Similar Recipes to Try
Looking for more? Check out the following recipes:
- Cottage Cheese Chia Pudding. Another chia pudding base, perfect if you’d like to replace Greek yogurt with cottage cheese for your banana and PB layers.
- Peanut Butter Jelly Chia Pudding. Looking for a fun and nostalgic twist? This pudding swaps banana for sweet jelly, delivering that classic flavor with a fresh, fruity zing!

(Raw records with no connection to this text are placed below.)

PR #8771, opened 2025-06-09
feat: EIP-7939 Implement counting leading zero operation

Gabriel-Trintinalia:
Implements https://eips.ethereum.org/EIPS/eip-7939

This pull request adds support for the EIP-7939 CLZ opcode, implementing the operation itself, adding corresponding tests, and properly registering the new opcode in the mainnet EVM operations.

Introduces CountLeadingZerosOperation which computes the number of leading zeros for a given input.
Provides parameterized tests to verify correct opcode functionality.
Updates MainnetEVMs to register the new CLZ operation.


daniellehrner (dismissed):
We need to add a `case 0x1e` in the switch statement EVM.runToHalt() in order to be able to be called by the EVM

evm/src/main/java/org/hyperledger/besu/evm/EVM.java
```diff
@@ -252,6 +255,10 @@ public void runToHalt(final MessageFrame frame, final OperationTracer tracing) {
               case 0x18 -> XorOperation.staticOperation(frame);
               case 0x19 -> NotOperation.staticOperation(frame);
               case 0x1a -> ByteOperation.staticOperation(frame);
+              case 0x1e ->
+                  enableOsaka
```
lu-pinto, line 259: why can't this be part of the ProtocolSpecs? Don't like to have fork specific info inside these classes. It seems we can load all of the opcodes during configuration. But maybe this is a bigger refactoring than this PR should address

Gabriel-Trintinalia:
> Please add an end to end test for this opcode to make sure it fully works for the fork. Suggestion: look into EvmToolSpecTests

@lu-pinto done

ahamlat:
Please don't merge before performance benchmarking.

evm/src/main/java/org/hyperledger/besu/evm/operation/CountLeadingZerosOperation.java
```diff
@@ -0,0 +1,57 @@
...
+  /**
+   * Static operation.
+   *
+   * @param frame the frame
+   * @return the operation result
+   */
+  public static OperationResult staticOperation(final MessageFrame frame) {
+    final Bytes value = frame.popStackItem();
+    final int numberOfLeadingZeros = UInt256.fromBytes(value).numberOfLeadingZeros();
+    frame.pushStackItem(Words.intBytes(numberOfLeadingZeros));
```
ahamlat, line 59: Let's benchmark two different implementations, the one suggested here and this one 
`frame.pushStackItem(UInt256.valueOf(value.numberOfLeadingZeros()))`

Gabriel-Trintinalia: @ahamlat 

> Let's benchmark two different implementations, the one suggested here and this one
> `frame.pushStackItem(UInt256.valueOf(value.numberOfLeadingZeros()))`

Thanks for looking into this. The reference tests do not pass with `Bytes.numberOfLeadingZeros()`. I initially was using it but replaced in this commit: https://github.com/hyperledger/besu/pull/8771/commits/e82709ee04f8c6961e6658539afed797df38d375

lu-pinto: do you know why were they not passing? The implementation is literally the same - I'm surprised

Gabriel-Trintinalia: @lu-pinto  It works if Bytes.size() == 32. Wrapping into a `Bytes32` works fine.

lu-pinto: Ok so @ahamlat you could probably do:
```
final int numberOfLeadingZeros = Bytes32.wrap(value).numberOfLeadingZeros();
frame.pushStackItem(Words.intBytes(numberOfLeadingZeros));
```
but I agree, my guess, is less performant.

Gabriel-Trintinalia:
@ahamlat @lu-pinto any updates on the benchmarking? Is there any reason why we couldn't merge it as it is and revisit it when the benchmark is done?

lu-pinto:
So I ran some benchmarks for both cases (I actually had to change the suggestion implementation slightly to make it work):
```
      int numberOfLeadingZeros = value.numberOfLeadingZeros() + Bytes32.SIZE - value.size();
```

Benchmark results show 2-3x slower for the impl in this PR:
```
Benchmark                                                                                                     (bytesHex)  (useBase32Wrapping)  Mode  Cnt   Score   Error  Units
CountLeadingZerosOperationBenchmark.executeOperation                                                                0x23                 true  avgt   10  14.550 ± 0.017  ms/op
CountLeadingZerosOperationBenchmark.executeOperation                                                                0x23                false  avgt   10  48.058 ± 0.114  ms/op
CountLeadingZerosOperationBenchmark.executeOperation  0x2323232323232323232323232323232323232323232323232323232323232323                 true  avgt   10  15.090 ± 0.068  ms/op
CountLeadingZerosOperationBenchmark.executeOperation  0x2323232323232323232323232323232323232323232323232323232323232323                false  avgt   10  26.924 ± 0.104  ms/op
CountLeadingZerosOperationBenchmark.executeOperation                                    0x232323232323232323232323232323                 true  avgt   10  14.553 ± 0.019  ms/op
CountLeadingZerosOperationBenchmark.executeOperation                                    0x232323232323232323232323232323                false  avgt   10  47.515 ± 0.207  ms/op
```

branch where I got my benchmarks published: [lu-pinto/benchmark-8770-clz-opcode](https://github.com/lu-pinto/besu/tree/benchmark-8770-clz-opcode)

ahamlat:
We can even simplify the code and avoid the check.
Instead of 
```
numberOfLeadingZeros = value.numberOfLeadingZeros();
      if (value.size() != Bytes32.SIZE) {
        numberOfLeadingZeros += Bytes32.SIZE - value.size();
      }
```
we can have, as in the case where the check is false, value.size() is called twice, and we already that this call can be time consuming
```
numberOfLeadingZeros = value.numberOfLeadingZeros() +  Bytes32.SIZE - value.size();
 ```

**Comment by Gabriel-Trintinalia** [comment]
@lu-pinto @ahamlat what are the next steps here?

**Comment by ahamlat** [comment]
The benchmarks show that when useBase32Wrapping is true, the results is much better in terms of performance. Which means that the fast implementation is this one 
```
 numberOfLeadingZeros = value.numberOfLeadingZeros();
      if (value.size() != Bytes32.SIZE) {
        numberOfLeadingZeros += Bytes32.SIZE - value.size();
      }
```
Could you replace with this implementation ? remove DO NOT MERGE and make it ready for review ?

**Comment by Gabriel-Trintinalia** [comment]
@ahamlat @lu-pinto 
> The benchmarks show that when useBase32Wrapping is true, the results is much better in terms of performance. Which means that the fast implementation is this one
> 
> ```
>  numberOfLeadingZeros = value.numberOfLeadingZeros();
>       if (value.size() != Bytes32.SIZE) {
>         numberOfLeadingZeros += Bytes32.SIZE - value.size();
>       }
> ```
> 
> Could you replace with this implementation ? remove DO NOT MERGE and make it ready for review ?

Unfortunately, It does not pass the reference tests. I added a failing test to the PR:

`Arguments.of("0xff00ff00ff00ff00ff00ff00ff00ff00ff00ff00ff00ff00ff00ff00ff00ff", 8));`

The proposed change above returns 1. 

Screenshot 2025-07-04 at 1 50 12 pm

**Comment by lu-pinto** [comment]
> @ahamlat @lu-pinto
> 
> > The benchmarks show that when useBase32Wrapping is true, the results is much better in terms of performance. Which means that the fast implementation is this one
> > ```
> >  numberOfLeadingZeros = value.numberOfLeadingZeros();
> >       if (value.size() != Bytes32.SIZE) {
> >         numberOfLeadingZeros += Bytes32.SIZE - value.size();
> >       }
> > ```
> > 
> > 
> >     
> >       
> >     
> > 
> >       
> >     
> > 
> >     
> >   
> > Could you replace with this implementation ? remove DO NOT MERGE and make it ready for review ?
> 
> Unfortunately, It does not pass the reference tests. I added a failing test to the PR:
> 
> `Arguments.of("0xff00ff00ff00ff00ff00ff00ff00ff00ff00ff00ff00ff00ff00ff00ff00ff", 8));`
> 
> The proposed change above returns 1.
> 
> Screenshot 2025-07-04 at 1 50 12 pm

Fixed on the new tip https://github.com/hyperledger/besu/commit/5607b1c070abe52366d1ec180fbe7a0e9fa34faf. Was partially counting bytes instead of bits :)

**Comment by ahamlat** [comment]
We had a chat about it with @lu-pinto . There's one main issue and the unit test is made in a way to reproduce the reference test :
1. The main issue is :
```
 numberOfLeadingZeros += Bytes32.SIZE - value.size();
 ```
 This should be
 ```
 numberOfLeadingZeros += 8 * (Bytes32.SIZE - value.size());
 ```
 2. The second one is not really an issue, but it helped to show the issue in the unit test
 Instead of
 ```
 Bytes input = Bytes.fromHexString(value);
 ```
You can use
 ```
 Bytes input = Bytes32.fromHexString(value);
 ```
But may be we should keep using Bytes instead just to be sure we're handling correctly this case.

evm/src/main/java/org/hyperledger/besu/evm/operation/CountLeadingZerosOperation.java
```diff
@@ -0,0 +1,62 @@
...
+  /**
+   * Static operation.
+   *
+   * @param frame the frame
+   * @return the operation result
+   */
+  public static OperationResult staticOperation(final MessageFrame frame) {
+    Bytes value = frame.popStackItem();
+    final int numberOfLeadingZeros;
+    if (value.size() > Bytes32.SIZE) {
```
ahamlat, line 54: @lu-pinto Is this check part of the microbenchmarking results you shared ?

evm/src/main/java/org/hyperledger/besu/evm/EVM.java
ahamlat: 100% agree. @Gabriel-Trintinalia Could you elaborate on this ?

ahamlat: even enableShanghai should not be there from what my checks in the code.

ahamlat: But this is out of the scope of this PR.

Gabriel-Trintinalia: This code was introduced to allow the call of the `staticOperation` directly, and, AFAIK It is an optimisation only

evm/src/main/java/org/hyperledger/besu/evm/operation/CountLeadingZerosOperation.java
lu-pinto: Nope, but I got some fresh benchmarks. These are taken at the tip of this branch:
```
Benchmark                                                                                                               (bytesHex)  Mode  Cnt   Score   Error  Units
OneMillionCountLeadingZerosOperationBenchmark.executeOperation                                                                0x23  avgt   10  12.637 ± 0.009  ms/op
OneMillionCountLeadingZerosOperationBenchmark.executeOperation  0x2323232323232323232323232323232323232323232323232323232323232323  avgt   10  15.119 ± 0.031  ms/op
OneMillionCountLeadingZerosOperationBenchmark.executeOperation    0x23232323232323232323232323232323232323232323232323232323232323  avgt   10  12.642 ± 0.025  ms/op
OneMillionCountLeadingZerosOperationBenchmark.executeOperation                    0x2323232323232323232323232323232323232323232323  avgt   10  12.648 ± 0.041  ms/op
OneMillionCountLeadingZerosOperationBenchmark.executeOperation                                    0x232323232323232323232323232323  avgt   10  12.678 ± 0.047  ms/op
```
It looks in line with what we've seen above.

evm/src/main/java/org/hyperledger/besu/evm/EVM.java
lu-pinto: I think we could get rid of it then when we move to lambdas

evm/src/main/java/org/hyperledger/besu/evm/operation/CountLeadingZerosOperation.java
```diff
@@ -0,0 +1,62 @@
...
+      // should not happen but trim just in case
+      value = value.slice(0, 32);
```
lu-pinto: This is actually not right as we are working with Big endians. I'll push a fix

lu-pinto (approved):

PR #786, opened 2026-06-22
Bump golangci-lint to v2.12.2

thomasmaas:
Upgrade golangci-lint from v2.7.2 to v2.12.2, pin install script to version tag, and update CI workflow version.


mikenairn (dismissed):

mikenairn:
@thomasmaas The linter is picking up a new issue that will need to be fixed and committed for this to merge. The PR doesn't run lint on all files, only files changed which is why it passed on the PR itself.

```
Error: cmd/plugin/output/text.go:43:23: inline: Constant reflect.Ptr should be inlined (govet)
     case reflect.Struct, reflect.Ptr:
```

mikenairn (approved):

PR #773, opened 2026-05-27
feat: add USE_IMAGE_DIGESTS flag and file-based catalog

mikenairn:
## Summary

Adds optional USE_IMAGE_DIGESTS flag and file-based catalog (FBC) generation to bring dns-operator in line with kuadrant-operator, authorino-operator, and limitador-operator for consistency across the Kuadrant ecosystem.

### Digest Support
- Added `USE_IMAGE_DIGESTS` flag (default: false) to enable SHA256 digest references in bundles
- Created `BUNDLE_GEN_FLAGS` variable with conditional `--use-image-digests`
- Added bundle post-generation step to deduplicate relatedImages (operator-sdk creates duplicates when using digests)
- Added `IMAGE_TAG` variable support throughout Makefile for flexible image tagging

### Bundle Expiry Support
- Added Quay image expiry label support for bundle images (matching other operators)
- Inject `QUAY_EXPIRY_TIME_LABEL` into bundle.Dockerfile during bundle generation
- Pass `QUAY_IMAGE_EXPIRY` build-arg when building bundle images
- Set bundle expiry to `never` for tag releases in CI workflow

### File-Based Catalog (FBC)
- Added catalog generation support via `make/catalog.mk` (matching other Kuadrant operators)
- Added `utils/generate-catalog.sh` for automated FBC creation
- Added `catalog/dns-operator-channel-entry.yaml` template
- Removed duplicate/old index-based catalog targets from main Makefile
- Excluded generated `catalog/` directory in .gitignore

### Consistency Improvements
These changes bring dns-operator's build and release infrastructure in line with kuadrant-operator, authorino-operator, and limitador-operator, ensuring consistent patterns across all Kuadrant components.

**Note:** CoreDNS image (`coredns-kuadrant`) is not included in relatedImages. Users requiring CoreDNS should mirror it manually. See kuadrant-operator documentation for details.

## Benefits

Digest-based references enable ImageDigestMirrorSet to redirect image pulls to internal registries, supporting disconnected/air-gapped cluster scenarios.

## Related

Related to https://github.com/Kuadrant/kuadrant-operator/issues/1894

PR #787, opened 2026-06-24
fix: restore catalog prerequisite to catalog-build target

Boomatang:
# Summary

Restores the `catalog` prerequisite on the `catalog-build` Makefile target, which was accidentally dropped in #773.

Without this dependency, `make catalog-build` skips catalog generation (dockerfile, operator.yaml, and OPM validation) and attempts to build a container image from potentially missing or stale catalog artifacts. This broke both local `make catalog-build` invocations and CI catalog image builds.

# Changes

- Added `catalog` as a prerequisite to the `catalog-build` target in `make/catalog.mk`, restoring the dependency chain: `catalog-build` -> `catalog` -> `opm` / `$(CATALOG_DOCKERFILE)` / `$(CATALOG_FILE)`.

# Test plan

- [ ] Run `make catalog-build` from a clean checkout and confirm it generates catalog content before building the image
- [ ] Verify CI `build-catalog` job passes on this branch

## Summary by CodeRabbit

* **Chores**
  * Updated the catalog image build process so the catalog content is generated first, helping ensure builds use the latest generated assets.
  * Kept the existing image build and tagging behaviour unchanged.

### DIFF
--- a/make/catalog.mk
+++ b/make/catalog.mk
@@ -52,7 +52,7 @@ catalog: opm ## Generate catalog content and validate.
 # Build a catalog image by adding bundle images to an empty catalog using the operator package manager tool, 'opm'.
 # Ref https://olm.operatorframework.io/docs/tasks/creating-a-catalog/#catalog-creation-with-raw-file-based-catalogs
 .PHONY: catalog-build
-catalog-build: ## Build a catalog image.
+catalog-build: catalog ## Build a catalog image.
 	# Build the Catalog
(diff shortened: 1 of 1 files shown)


mikenairn (approved):
This file based catalog make file was added to be consistent with the other repos and should be the same across them all. These other repos appear to use a different workflow though(missed that when i added it), which explicitly calls the "catalog" target first. This fix however seems more appropriate, the make targets should work as expected without requiring others to be called beforehand, and arguably the other repos processes are wrong here.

- Peanut Butter Banana Overnight Oats. Craving the same comforting peanut butter and banana flavor but want a heartier, oat-filled breakfast? These overnight oats are your easy, make-ahead alternative!

Equipment
Ingredients
- 1/3 cup milk of choice 80 g
- 1/3 cup Greek yogurt 80 g
- 2 tbsp chia seeds 24 g
- 2 tsp liquid sweetener
- 1/2 medium banana mashed, 50 g
- 1 tbsp peanut butter 15 g
Instructions
- Mix wet ingredients: In a bowl or jar, mix milk, Greek yogurt, and sweetener until smooth.
- Add the chia seeds: Stir in chia seeds evenly.
- Rest and stir: Let sit 5 minutes, stir to break clumps, rest another 5 minutes, stir again.
- Cover and chill: Cover and refrigerate at least 3 hours or overnight to thicken.
- Add first layer: Layer half the pudding in serving container, then half the mashed banana and peanut butter.
- Add another layer: Add remaining pudding, followed by remaining banana and peanut butter layers.
- Top and serve: Garnish with banana slices, peanuts, or desired toppings and serve.
Notes
- Nutrition information calculated using oat milk and maple syrup. Treat it as an estimate.